Greener play areas boost children’s immune systems, research finds

Greener play areas boost children’s immune systems, research finds

Children whose outdoor play areas were transformed from gravel yards to mini-forests showed improved immune systems within a month, research has shown.

The scientists believe this is because the children had developed significantly more diverse microbes on their skin and in their guts than the children whose playgrounds were not upgraded.

Across the western world, rates of autoimmune diseases, where the body mistakenly attacks itself, are rising. The diseases include asthma, eczema, type 1 diabetes, inflammatory bowel disease and multiple sclerosis. A leading possible explanation for this trend, called the hygiene hypothesis, is that children are being exposed to far fewer microbes than in the past. This means their immune systems are less challenged and more prone to making mistakes.

Previous studies have shown statistical associations between exposure to microbial diversity and the development of a well-functioning immune system. But this is the first study to deliberately change the children’s environment and therefore indicate a causal link.

The researchers said their experiment shows it may be possible to improve the development of the immune system with relatively simple changes to the living environments of urban children.

The study involved 75 children in two cities in Finland, a relatively small number for a trial. “But when we saw the results, we were very surprised because they were so strong,” said Aki Sinkkonen, at Natural Resources Institute Finland, who led the work. “Our study can pave the way for new preventive practices to cut the global epidemic of immune-mediated diseases.”

Sinkkonen said there are similar experimental studies currently taking place elsewhere but their results have not yet been published. His team has now started research to see if giving babies a boost in microbe diversity then goes on to reduce levels of autoimmune disease.

“It is wonderful forward-looking work.” said Prof Graham Rook, at University College London. “Many of the disorders that are increasing in western urbanised populations are due to failure of the mechanisms that supervise the immune system. This study shows that exposing children to a biodiverse natural environment boosts several biomarkers of the essential control mechanisms. These Finnish research groups have been leading the way in applying this understanding in a practical way.”

The research is published in the journal Science Advances and was conducted by a large team including experts in medicine, ecology and urban planning. The children were between three and five years old and spread between 10 similar daycare centres.

In four centres, turf from natural forest floors, complete with dwarf shrubs, blueberries, crowberry, and mosses, were installed in previously bare play areas. The children spent an average of 90 minutes a day outside and were encouraged to play with the plants and soil. “It was easy because [the green area] was the most exciting place in the yard,” said Sinkkonen. The cost for each green yard was around EUR5,000, less than the annual maintenance budgets for the yards.

Tests after 28 days showed the diversity of microbes on the children’s skin was a third higher than for those still playing in gravel yards and was significantly increased in the gut. Blood samples showed beneficial changes to a range of proteins and cells related to the immune system, including anti-inflammatory cytokine and regulatory T cells.

The researchers gave all the children the same meals each day and excluded the small number who had been given probiotic supplements by their parents. The scientists could not control the home environment but said the fact that a significant effect was seen despite variable home conditions shows the effect of the forest intervention was strong.
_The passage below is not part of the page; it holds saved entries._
PR #9868, opened 2022-04-28
[Core][Fluid] Implemented BFECC explicit strategy and specialized for Compressible Navier Stokes

EduardGomezEscandell:
**📝 Description**
Implements a generic BFECC explicit startegy in the core and a subclass for the compressible Navier-Stokes equations in the FluidDynamics application.

BFECC stands for Back and Forth Error Compensation Correction.

Also creates a common wrapper class `CompressibleNavierStokesExplicitSolvingStrategy<TBaseExplicitStategy>` to act as a base for all compressible Navier Stokes explicit startegies. This avoids duplicated boilerplate code.

The class hierarchy becomes the one here ilustrated. `.ESS.` is an abbreviation for ExplicitSolvingStrategy, `.CNS.` is an abbreviation for CompressibleNavierStokes.
```
                          ExplicitSolvingStrategy                             ]
                                     |                                        ]
                +--------------------+-------------------+                    ]   CORE
                |                                        |                    ]
          ESS.RungeKutta                            ESS.BFECC                 ]
                |                                        |
     CNS.ESS<ESS.RungeKutta>                       CNS.ESS<ESS.BFECC>         ]
                |                                        |                    ]   FluidDynamicsApplication
        CNS.ESS.RungeKutta                          CNS.ESS.BFECC             ]
```

This also means that any new explicit solving strategies will be easily expanded to the Compressible Navier Stokes equations.

**🆕 Changelog**
Core:
- Created `ExplicitStartegyBFECC`
- Created unit and convergence test for `ExplicitStartegyBFECC`.

FluidDynamicsApplication
- Created `CompressibleNavierStokesExplicitStartegy<TBaseExplicitStartegy>`
- Changed `CompressibleNavierStokesExplicitStartegyRungeKutta` to derive from `CompressibleNavierStokesExplicitStartegy<ExplicitStartegyRungeKutta>`
- Created `CompressibleNavierStokesExplicitStartegyBFECC` as a child of `CompressibleNavierStokesExplicitStartegy<ExplicitStartegyBFECC>`.

- Moved all common methods between NavierStokesRK and NavierStokesBFECC to their common base `CompressibleNavierStokesExplicitStartegy`.
- Exposed `ExplicitStartegyBFECC` and `CompressibleNavierStokesExplicitStartegyBFECC` to Python
- Added `bfecc` to the solver options for `time_scheme`.


EduardGomezEscandell:
@rubenzorrilla

applications/FluidDynamicsApplication/custom_strategies/strategies/compressible_navier_stokes_explicit_solving_startegy.h
```diff
@@ -0,0 +1,576 @@
+//    |  /           |
```
rubenzorrilla: There is a typo in the filename.

applications/FluidDynamicsApplication/custom_strategies/strategies/compressible_navier_stokes_explicit_solving_startegy.h
```diff
@@ -0,0 +1,576 @@
...
+//    ' /   __| _` | __|  _ \   __|
+//    . \  |   (   | |   (   |\__ `
+//   _|\_\_|  \__,_|\__|\___/ ____/
+//                   Multi-Physics
+//
+//  License:		 BSD License
+//					 Kratos default license: kratos/license.txt
+//
+//  Main authors:    Ruben Zorrilla, Eduard Gómez
```
rubenzorrilla:
```suggestion
//  License:             BSD License
//                            Kratos default license: kratos/license.txt
//
//  Main authors:    Ruben Zorrilla, Eduard Gómez
```
Header formatting.

applications/FluidDynamicsApplication/custom_strategies/strategies/compressible_navier_stokes_explicit_solving_startegy.h
```diff
@@ -0,0 +1,576 @@
...
+
+///@}
+///@name Kratos Classes
+///@{
+
+/** @brief Explicit solving strategy base class
+ * @details This is the base class from which we will derive all the explicit strategies
+ * for the compressible Navier Stokes equations (BFECC, RK4, ...)
+ */
+template <typename TBaseExplicitStartegy>
```
rubenzorrilla:
```suggestion
template <typename TBaseExplicitStrategy>
```
Typo.

applications/FluidDynamicsApplication/custom_strategies/strategies/compressible_navier_stokes_explicit_solving_startegy.h
```diff
@@ -0,0 +1,576 @@
...
+    typedef typename BaseType::ExplicitBuilderType ExplicitBuilderType;
+
+    /// The local vector definition
+    typedef typename TBaseExplicitStartegy::LocalSystemVectorType LocalSystemVectorType;
+
+    /// Pointer definition of CompressibleNavierStokesExplicitSolvingStrategy
+    KRATOS_CLASS_POINTER_DEFINITION(CompressibleNavierStokesExplicitSolvingStrategy);
+
+    /// Local Flags
+    KRATOS_DEFINE_LOCAL_FLAG(SHOCK_CAPTURING);
```
rubenzorrilla, line 82: Which is the purpose of this local flag?

rubenzorrilla: Why is this flag required? As far as I see you're checking the shock capturing with the nullity of the shock capturing pointer.

applications/FluidDynamicsApplication/custom_strategies/strategies/compressible_navier_stokes_explicit_solving_startegy.h
```diff
@@ -0,0 +1,576 @@
...
+     * @brief This method provides the defaults parameters to avoid conflicts between the different constructors
+     * @return The default parameters
+     */
+    Parameters GetDefaultParameters() const override
+    {
+        KRATOS_TRY
+
+        Parameters default_parameters = Parameters(R"(
+        {
+            "name" : "compressible_navier_stokes_explicit_explicit_solving_strategy_runge_kutta_4",
```
rubenzorrilla: This is not current class name. In other words, this field must be implemented by each class by calling the add missing parameters. Otherwise the factory mechanism we're working on will not work,

applications/FluidDynamicsApplication/custom_strategies/strategies/compressible_navier_stokes_explicit_solving_strategy_bfecc.h
```diff
@@ -0,0 +1,385 @@
+//    |  /           |
+//    ' /   __| _` | __|  _ \   __|
+//    . \  |   (   | |   (   |\__ `
+//   _|\_\_|  \__,_|\__|\___/ ____/
+//                   Multi-Physics
+//
+//  License:		 BSD License
+//					 Kratos default license: kratos/license.txt
+//
+//  Main authors:    Eduard Gómez
```
rubenzorrilla: Header format.

applications/FluidDynamicsApplication/custom_strategies/strategies/compressible_navier_stokes_explicit_solving_strategy_bfecc.h
```diff
@@ -0,0 +1,385 @@
...
+
+
+    ///@}
+    ///@name Private Operations
+    ///@{
+
+    void StashDiffusiveConstants()
+    {
+        auto& model_part = BaseType::GetModelPart();
+        if(model_part.NumberOfElements() == 0) return;
```
rubenzorrilla: I think that an error should be thrown in this case.

applications/FluidDynamicsApplication/custom_strategies/strategies/compressible_navier_stokes_explicit_solving_strategy_bfecc.h
```diff
@@ -0,0 +1,385 @@
...
+
+        auto& properties = model_part.ElementsBegin()->GetProperties();
+
+        auto& r_conductivity = properties.GetValue(CONDUCTIVITY);
+        auto& r_dynamic_viscosity = properties.GetValue(DYNAMIC_VISCOSITY);
```
rubenzorrilla: I think that a `Has` check has be done for each one of these.

applications/FluidDynamicsApplication/custom_strategies/strategies/compressible_navier_stokes_explicit_solving_strategy_bfecc.h
```diff
@@ -0,0 +1,385 @@
...
+        mDiffusionStash.dynamic_viscosity = r_dynamic_viscosity;
+
+        r_conductivity = 0;
+        r_dynamic_viscosity = 0;
+    }
+
+    void PopDiffusiveConstants()
+    {
+        auto& model_part = BaseType::GetModelPart();
+        if(model_part.NumberOfElements() == 0) return;
```
rubenzorrilla: Same error comment.

applications/FluidDynamicsApplication/custom_strategies/strategies/compressible_navier_stokes_explicit_solving_strategy_bfecc.h
```diff
@@ -0,0 +1,385 @@
...
+
+        auto& properties = model_part.ElementsBegin()->GetProperties();
+
+        properties.SetValue(CONDUCTIVITY, mDiffusionStash.conductivity);
+        properties.SetValue(DYNAMIC_VISCOSITY, mDiffusionStash.dynamic_viscosity);
```
rubenzorrilla: Note that by doing this you will setting a zero value if `CONDUCTIVITY` (or `DYNAMIC_VISCOSITY`) were not present in the properties container before. I think this shouldn't be done. You only reset the previously existing values.

applications/FluidDynamicsApplication/custom_strategies/strategies/compressible_navier_stokes_explicit_solving_strategy_runge_kutta.h
```diff
@@ -7,31 +7,26 @@
...
 #include "solving_strategies/strategies/explicit_solving_strategy_runge_kutta.h"
-#include "utilities/atomic_utilities.h"
-#include "utilities/math_utils.h"
-#include "utilities/parallel_utilities.h"
 
 // Application includes
 #include "fluid_dynamics_application_variables.h"
-#include "custom_processes/shock_capturing_physics_based_process.h"
-#include "custom_processes/shock_capturing_entropy_viscosity_process.h"
+#include "compressible_navier_stokes_explicit_solving_startegy.h"
```
rubenzorrilla: Typo.

kratos/solving_strategies/strategies/explicit_solving_strategy.h
```diff
@@ -290,6 +290,26 @@ class ExplicitSolvingStrategy : public SolvingStrategy<TSparseSpace, TDenseSpace
...
+    ExplicitBuilderType& GetExplicitBuilder()
+    {
+        KRATOS_TRY
+
+        KRATOS_DEBUG_ERROR_IF(mpExplicitBuilder == nullptr) << "The explicit builder is not initialized" << std::endl;
+        return *mpExplicitBuilder;
+
+        KRATOS_CATCH("")
+    };
+
```
rubenzorrilla: Which changes in this PR make these necessary?

kratos/solving_strategies/strategies/explicit_solving_strategy_bfecc.h
```diff
@@ -0,0 +1,546 @@
+//    |  /           |
+//    ' /   __| _` | __|  _ \   __|
+//    . \  |   (   | |   (   |\__ `
+//   _|\_\_|  \__,_|\__|\___/ ____/
+//                   Multi-Physics
+//
+//  License:		 BSD License
+//					 Kratos default license: kratos/license.txt
+//
+//  Main authors:    Ruben Zorrilla, Edurd Gómez
```
rubenzorrilla: Header format.

kratos/solving_strategies/strategies/explicit_solving_strategy_bfecc.h
```diff
@@ -0,0 +1,546 @@
...
+//
+//
+
+#if !defined(KRATOS_EXPLICIT_SOLVING_STRATEGY_BFECC)
+#define KRATOS_EXPLICIT_SOLVING_STRATEGY_BFECC
+
+/* System includes */
+#include <numeric>
```
rubenzorrilla: Why is this required?

kratos/solving_strategies/strategies/explicit_solving_strategy_bfecc.h
```diff
@@ -0,0 +1,546 @@
...
+/** @brief Family of explicit Runge-Kutta schemes
+ *
+ * @details:
+ * Formulation:
+ *
+ * WIP
+ *
+ * @tparam TSparseSpace
+ * @tparam TDenseSpace
+ */
```
rubenzorrilla: Missing doc.

kratos/solving_strategies/strategies/explicit_solving_strategy_bfecc.h
```diff
@@ -0,0 +1,546 @@
...
+        }
+
+        KRATOS_CATCH("");
+    }
+
+    /**
+     * Ovrwrite the destination buffer position with data from the source buffer position.
+     * Additionally, we save in an auxiliary vector the value of the fixed DOFs in the destination buffer position.
+     */
+    LocalSystemVectorType CopySolutionStepData(const SizeType source, const SizeType destination)
```
rubenzorrilla:
```suggestion
    LocalSystemVectorType CopySolutionStepData(
        const SizeType source,
        const SizeType destination)
```
Minor style guide suggestion.

kratos/solving_strategies/strategies/explicit_solving_strategy_bfecc.h
```diff
@@ -0,0 +1,546 @@
...
+    {
+        // Get the required data from the explicit builder and solver
+        auto& explicit_bs = BaseType::GetExplicitBuilder();
```
rubenzorrilla:
```suggestion
        auto& r_explicit_bs = BaseType::GetExplicitBuilder();
```

kratos/solving_strategies/strategies/explicit_solving_strategy_bfecc.h
```diff
@@ -0,0 +1,546 @@
...
+     */
+    virtual void FinalizeBFECCFinalSubstep() {};
+
+    /**
+     * @brief Performs an intermediate RK4 step
+     * This functions performs all the operations required in an intermediate RK4 sub step
+     * @param rFixedDofsValues The vector containing the step n+1 values of the fixed DOFs
+     * @param Substep The type of substep it is
+     */
+    virtual void PerformSubstep(const LocalSystemVectorType& rFixedDofsValues, const Substep SubstepType)
```
rubenzorrilla:
```suggestion
    virtual void PerformSubstep(
        const LocalSystemVectorType& rFixedDofsValues,
        const Substep SubstepType)
```

kratos/solving_strategies/strategies/explicit_solving_strategy_bfecc.h
```diff
@@ -0,0 +1,546 @@
...
+    {
+        KRATOS_TRY
+
+        // Get the required data from the explicit builder and solver
+        auto& explicit_bs = BaseType::GetExplicitBuilder();
```
rubenzorrilla:
```suggestion
        auto& r_explicit_bs = BaseType::GetExplicitBuilder();
```

kratos/solving_strategies/strategies/explicit_solving_strategy_bfecc.h
```diff
@@ -0,0 +1,546 @@
...
+        // Get model part and information
+        const double dt = BaseType::GetDeltaTime();
+        KRATOS_ERROR_IF(dt < 1.0e-12) << "ProcessInfo DELTA_TIME is close to zero." << std::endl;
+        auto& r_model_part = BaseType::GetModelPart();
+        auto& r_process_info = r_model_part.GetProcessInfo();
+
+        // Perform the intermidate sub step update
+
+        double time_integration_theta = -1.0;
+        double time_direction = 0.0;
```
rubenzorrilla:
```suggestion
        double time_integration_theta;
        double time_direction;
```
To make clear that these are initialized below.

kratos/solving_strategies/strategies/explicit_solving_strategy_bfecc.h
```diff
@@ -0,0 +1,546 @@
...
+    }
+
+    /**
+     * Computes the error by comparing the buffer position 0 and the previous step
+     * solution. Then stores the corrected starting point in the buffer position 1.
+     * @param rPrevStepSolution
+     */
+    void CorrectErrorAfterForwardsAndBackwards(const LocalSystemVectorType& rPrevStepSolution)
+    {
+        auto& explicit_bs = BaseType::GetExplicitBuilder();
```
rubenzorrilla:
```suggestion
        auto& r_explicit_bs = BaseType::GetExplicitBuilder();
```

kratos/solving_strategies/strategies/explicit_solving_strategy_bfecc.h
```diff
@@ -0,0 +1,546 @@
...
+
+        IndexPartition<SizeType>(r_dof_set.size()).for_each(
+            [&](const SizeType dof_index)
+            {
+                const double prev_step_solution = rPrevStepSolution[dof_index];
+                auto& r_dof = *(r_dof_set.begin() + dof_index);
+
+                const double error = (r_dof.GetSolutionStepValue(0) - prev_step_solution)/2.0;
+
+                r_dof.GetSolutionStepValue(1) = prev_step_solution - error;
```
rubenzorrilla, line 491: Maybe I'm missing something but shouldn't the error correction be applied in the current step value?

applications/FluidDynamicsApplication/custom_strategies/strategies/compressible_navier_stokes_explicit_solving_startegy.h
EduardGomezEscandell: This was lifted from the old implementation of the Runge-Kutta for compressible Navier Stokes. Now that you mention it, it isn't used anywhere so it can be removed.

applications/FluidDynamicsApplication/custom_strategies/strategies/compressible_navier_stokes_explicit_solving_strategy_bfecc.h
EduardGomezEscandell: This may happen in MPI, for instance, without being erroneous.

applications/FluidDynamicsApplication/custom_strategies/strategies/compressible_navier_stokes_explicit_solving_startegy.h
EduardGomezEscandell: Okay. What do we do in case of templated classes? For instance, RungeKutta. For now I used the Name() method.

applications/FluidDynamicsApplication/custom_strategies/strategies/compressible_navier_stokes_explicit_solving_strategy_bfecc.h
EduardGomezEscandell: Agreed. I implemented a very reduced version of C++17's std::optional to do this. When the transition is done, we can remove my struct and everything should work.

kratos/solving_strategies/strategies/explicit_solving_strategy.h
EduardGomezEscandell: The ExtractSolutionStepData method in the BFECC startegy. It's not critical (I could simply use the pGetter) but in general I think it's better to avoid pointers when not needed.

I actually believe that the current pGetExplicitBuilder should return a Pointer, not a reference to it. I believe that returning references to shared pointers is asking for trouble (because the reference counter does not change).

kratos/solving_strategies/strategies/explicit_solving_strategy_bfecc.h
EduardGomezEscandell: This may lead to undefined behaviour if we're not careful in the future. I'd personally rather risk having a wrong value than an undeterministic one.

kratos/solving_strategies/strategies/explicit_solving_strategy_bfecc.h
EduardGomezEscandell: It must be applied to both. Here it is applied only to (1), because afterwards in line 286 it is copied into (0) during CopySolutionStepData (which must be called anyways to extract the fixed dofs).

kratos/solving_strategies/strategies/explicit_solving_strategy_bfecc.h
EduardGomezEscandell: Good catch. Done.

kratos/solving_strategies/strategies/explicit_solving_strategy_bfecc.h
EduardGomezEscandell: In the end I decided to put it all in a struct and have a function initialize the values.

kratos/solving_strategies/strategies/explicit_solving_strategy_bfecc.h
rubenzorrilla: OK. Then I'd put a comment explaining why it is not copied to the current position of the database.

applications/FluidDynamicsApplication/custom_strategies/strategies/compressible_navier_stokes_explicit_solving_startegy.h
rubenzorrilla: That's what I was wondering. The point is that either the `name` field or the `Name` method would be required to be defined in each one of the derived classes. Not sure how we can solve it...

applications/FluidDynamicsApplication/custom_strategies/strategies/compressible_navier_stokes_explicit_solving_strategy_bfecc.h
rubenzorrilla: But there is no MPI support yet. I think it's better to throw an error for the moment. In any case, up to you.

EduardGomezEscandell: Ok, I'll put an error message with a coment.

applications/FluidDynamicsApplication/custom_strategies/strategies/compressible_navier_stokes_explicit_solving_startegy.h
EduardGomezEscandell: I'd say we derive Name in each of the classes, and templated classes should procedurally generate their own names depending on template parameters when relevant.

For instance, Runge Kutta generates its name by concatenating:
```
static std::string Name()
{
    return "compressible_navier_stokes_explicit_solving_strategy_runge_kutta_" + TButcherTableau::Name();
}
```

Maybe we can make CompressibleNavierStokesExplicitStrategy<...>::Name() virtual to force it to be derived?

rubenzorrilla: Makes sense for me. I think this would do the job.

kratos/solving_strategies/strategies/explicit_solving_strategy.h
rubenzorrilla: Agree about the pointer. I'd create a `pGetExplicitBuilderAndSolver`. My point was more on the line that this is changing the public API of the base explicit strategy class, something that should be discussed in a standalone PR.

applications/FluidDynamicsApplication/custom_strategies/strategies/compressible_navier_stokes_explicit_solving_startegy.h
EduardGomezEscandell: Well I just noticed Name() is static, so we cannot make it virtual, thus polymorphism won't help us here.

I think I'll go back to the good old recursive call to GetDefaultParameters()

kratos/solving_strategies/strategies/explicit_solving_strategy.h
EduardGomezEscandell: You're right. I'll open a separate PR.

EduardGomezEscandell:
This PR now depends on https://github.com/KratosMultiphysics/Kratos/pull/9920, which implements GetExplicitBuilder.

rubenzorrilla (approved):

The researchers are also investigating whether sand pits can be inoculated with diverse microbes to boost the immune system of children in places where forest soil and plants are not available.

Prof Glenn Gibson, at the University of Reading, in the UK, and a board member of the International Scientific Association for Probiotics and Prebiotics, said: “This is an interesting study and potentially important but I do not agree that diversity is the key marker for gut health. High functionality can occur with low diversity. For instance, look at a virus that sweeps the world. Having said that, the researchers have assessed certain health biomarkers and not relied solely upon diversity as an indicator, so it is good study.”

A report in 2019 by the UK’s Royal Society for Public Health concluded that grubbing around outside is important for building a robust immune system, but that cleanliness is still vital when people are preparing and eating food.